Look for the word "more" in the entries below, then copy every line that has it.

======== EXERCISE MATERIALS

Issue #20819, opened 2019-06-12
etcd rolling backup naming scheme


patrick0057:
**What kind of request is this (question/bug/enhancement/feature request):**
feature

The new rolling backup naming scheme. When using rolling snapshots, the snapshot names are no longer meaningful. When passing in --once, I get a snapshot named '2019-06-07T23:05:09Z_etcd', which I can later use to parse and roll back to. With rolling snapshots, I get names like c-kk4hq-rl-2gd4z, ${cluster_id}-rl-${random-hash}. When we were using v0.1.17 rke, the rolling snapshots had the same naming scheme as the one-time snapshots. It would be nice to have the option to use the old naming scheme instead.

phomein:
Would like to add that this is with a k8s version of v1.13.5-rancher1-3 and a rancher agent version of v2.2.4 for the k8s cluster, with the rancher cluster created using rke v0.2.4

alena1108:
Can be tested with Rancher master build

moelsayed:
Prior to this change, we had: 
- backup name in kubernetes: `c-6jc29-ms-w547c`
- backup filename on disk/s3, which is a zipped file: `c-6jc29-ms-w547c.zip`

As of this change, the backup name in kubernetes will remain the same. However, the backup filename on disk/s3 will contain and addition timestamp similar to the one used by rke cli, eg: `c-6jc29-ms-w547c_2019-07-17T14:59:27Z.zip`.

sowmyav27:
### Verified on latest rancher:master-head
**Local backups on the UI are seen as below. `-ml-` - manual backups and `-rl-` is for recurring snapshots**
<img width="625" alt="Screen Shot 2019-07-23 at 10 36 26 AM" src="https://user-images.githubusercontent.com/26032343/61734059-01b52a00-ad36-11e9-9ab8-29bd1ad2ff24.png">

================
======== EXERCISE MATERIALS

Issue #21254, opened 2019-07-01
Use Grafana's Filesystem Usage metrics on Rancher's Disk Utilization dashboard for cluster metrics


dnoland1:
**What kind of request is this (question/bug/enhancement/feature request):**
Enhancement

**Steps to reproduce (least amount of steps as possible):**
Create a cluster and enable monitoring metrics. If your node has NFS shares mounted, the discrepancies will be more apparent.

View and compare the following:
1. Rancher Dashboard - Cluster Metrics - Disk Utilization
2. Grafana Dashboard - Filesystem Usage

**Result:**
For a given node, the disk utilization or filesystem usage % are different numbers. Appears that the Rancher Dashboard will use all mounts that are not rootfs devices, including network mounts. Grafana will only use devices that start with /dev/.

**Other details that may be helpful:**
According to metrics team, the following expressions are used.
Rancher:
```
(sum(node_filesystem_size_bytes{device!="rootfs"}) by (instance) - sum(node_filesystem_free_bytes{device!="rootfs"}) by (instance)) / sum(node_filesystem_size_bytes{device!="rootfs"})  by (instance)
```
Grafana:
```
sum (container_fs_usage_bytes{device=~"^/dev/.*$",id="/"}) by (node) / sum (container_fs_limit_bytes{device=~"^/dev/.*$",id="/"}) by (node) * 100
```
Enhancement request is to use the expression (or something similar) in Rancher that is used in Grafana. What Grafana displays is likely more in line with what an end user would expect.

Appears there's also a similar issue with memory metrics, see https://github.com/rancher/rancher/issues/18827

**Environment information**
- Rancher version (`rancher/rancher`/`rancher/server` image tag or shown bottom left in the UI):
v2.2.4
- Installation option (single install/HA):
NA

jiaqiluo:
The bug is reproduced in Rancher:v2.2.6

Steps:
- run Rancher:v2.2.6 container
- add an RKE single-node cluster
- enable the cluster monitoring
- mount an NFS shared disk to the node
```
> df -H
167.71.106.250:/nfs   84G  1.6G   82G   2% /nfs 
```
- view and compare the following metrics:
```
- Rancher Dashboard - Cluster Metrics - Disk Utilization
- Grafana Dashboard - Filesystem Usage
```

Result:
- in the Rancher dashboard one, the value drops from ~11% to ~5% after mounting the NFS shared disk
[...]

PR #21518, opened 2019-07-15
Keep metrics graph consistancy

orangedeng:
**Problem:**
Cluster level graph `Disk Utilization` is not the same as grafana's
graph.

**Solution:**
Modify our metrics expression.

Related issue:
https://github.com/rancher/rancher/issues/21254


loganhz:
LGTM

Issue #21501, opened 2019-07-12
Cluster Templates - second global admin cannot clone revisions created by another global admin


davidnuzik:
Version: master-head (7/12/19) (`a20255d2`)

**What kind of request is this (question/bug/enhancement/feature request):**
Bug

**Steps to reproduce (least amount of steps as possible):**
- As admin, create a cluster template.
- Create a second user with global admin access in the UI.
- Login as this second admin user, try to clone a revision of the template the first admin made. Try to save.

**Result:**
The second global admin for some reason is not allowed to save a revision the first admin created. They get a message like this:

================

§ **YOUR RESPONSE**
Create a cluster and enable monitoring metrics. If your node has NFS shares mounted, the discrepancies will be more apparent.
Enhancement request is to use the expression (or something similar) in Rancher that is used in Grafana. What Grafana displays is likely more in line with what an end user would expect.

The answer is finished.